Southeastern Section - 70th Annual Meeting - 2021

Paper No. 12-4
Presentation Time: 9:10 AM

OUTDOOR BEHAVIORS DURING COVID-19 AND THEIR CONNECTION TO ENVIRONMENTAL RISK PERCEPTION


SMITH, Tyler and MCNEAL, Karen, Department of Geosciences, Auburn University, 2050 Beard Eaves Coliseum, Auburn, AL 36849

As legislative “Safer-At-Home” and “Shelter-In-Place” orders spread across the United States during the early stages of the 2020 COVID-19 pandemic, many businesses considered “non-essential” were temporarily or permanently closed and employees of those businesses were laid off, furloughed, or transitioned into work-from-home scenarios. The aims of this study, based upon a guiding framework of existing theories about how people connect with nature and the environment, are to determine: 1) how increased individual free time associated with changes in employment status may have influenced outdoor behaviors and activities, 2) how changes in those activities may have affected environmental risk perception among United States residents, and 3) the role of a variety of factors (e.g., demographics, worldview, climate knowledge, changes in employment due to COVID, etc.) on individual environmental risk perceptions and behaviors. It is hypothesized that time spent outside increased as a result of COVID-19, and this in turn predicts environmental risk perception among some groups of individuals. Using Amazon’s Mechanical TURK service, a total of 1,250 responses were collected from a developed and validated survey that included five constructs that were developed by using modified items from existing instruments and creating new ones when necessary.
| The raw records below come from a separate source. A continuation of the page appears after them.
Issue #4073, opened 2024-06-02
Rabbit did not behave as expected in Shaded Hills


ZirconiumWit:
#### Description of issue
Was messing around in Shaded Hills last night and hunted a rabbit.  Rabbit seemed to bleed out because it suddenly stopped running and just sat there.  My character moved in to try to finish it, and found that I could not interact with it.  My character did not seem able to stab it anymore, but the rabbit did not transition to a death icon.  My character also could not butcher it with my knife or grab it to drag it away.

#### Difference between expected and actual behavior
Hunted animals should not be suspended in an endless limbo of bleeding sadly into the pasture, unable to move or react to the world around them

#### Steps to reproduce
Unsure.  I stabbed the rabbit with the bronze knife, chased it across the river.  It forgot to be frightened of me after I chased it across the river so I stabbed it again. I mention this because we had both just been swimming when things went weird. It fled briefly, acted oddly (It had been fleeing northeast, it suddenly stopped and acted like it couldn't go further north) and then changed direction to start running south and then stopped moving.  It was facing south when it stopped and it seemed to be stuck because I could no longer interact with it at this stage.

#### Specific information for locating

shaded hills map.  The rabbit near the mine processing spot.

#### Length of time in which bug has been known to occur

Discovered last night

#### Client version, Server revision & Game ID

Client Version: 515
Server Revision: 996ac692463405ee41e687d6e9b5c4524f3c8171 - dev - 2024-06-02
Game ID: ct1-a8Aj
Current map: Shaded Hills

#### Issue bingo

- [ ] Issue could be reproduced at least once
- [ ] Issue could be reproduced by different players
- [ ] Issue could be reproduced in multiple rounds
- [x] Issue happened in a recent (less than 7 days ago) round
- [x] [Couldn't find an existing issue about this](https://github.com/NebulaSS13/Nebula/issues)

out-of-phaze:
I wonder if this happened because of the overflow in movement code? that wouldn't prevent other non-movement interactions though... would be real useful to have a runtime log

MistakeNot4892:
Honestly I think this is going to be due to transitioning across the level border. It might be possible to use the dist stuff from the town bell PR to make a z-aware flee distance proc but we'll need something like a z-aware viewers proc too.

out-of-phaze:
> It forgot to be frightened of me after I chased it across the river 

isn't this because they run to the level edge in the direction away from their flee target, in order to flee?

[...]

PR #4633, opened 2024-12-09
Adding z-aware distance procs for better AI behavior.

MistakeNot4892:
This is basically just a set of notes regarding #4073.

- [X] Add procs to AI.
- [ ] Add procs to automove.
- [ ] Test.


MistakeNot4892:
Not going to get to this for awhile.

The five constructs consisted of respondents’: i.) environmental risk perceptions and awareness, ii.) climate knowledge, iii.) self-reported outdoor behavior before and after COVID orders, iv.) societal world-views, and v.) views on aspects of societal importance. Exploratory factor and reliability analyses were used to verify these constructs and resulting in Cronbach’s Alpha scores above 0.900 for four of the five constructs, indicating high reliability of the survey.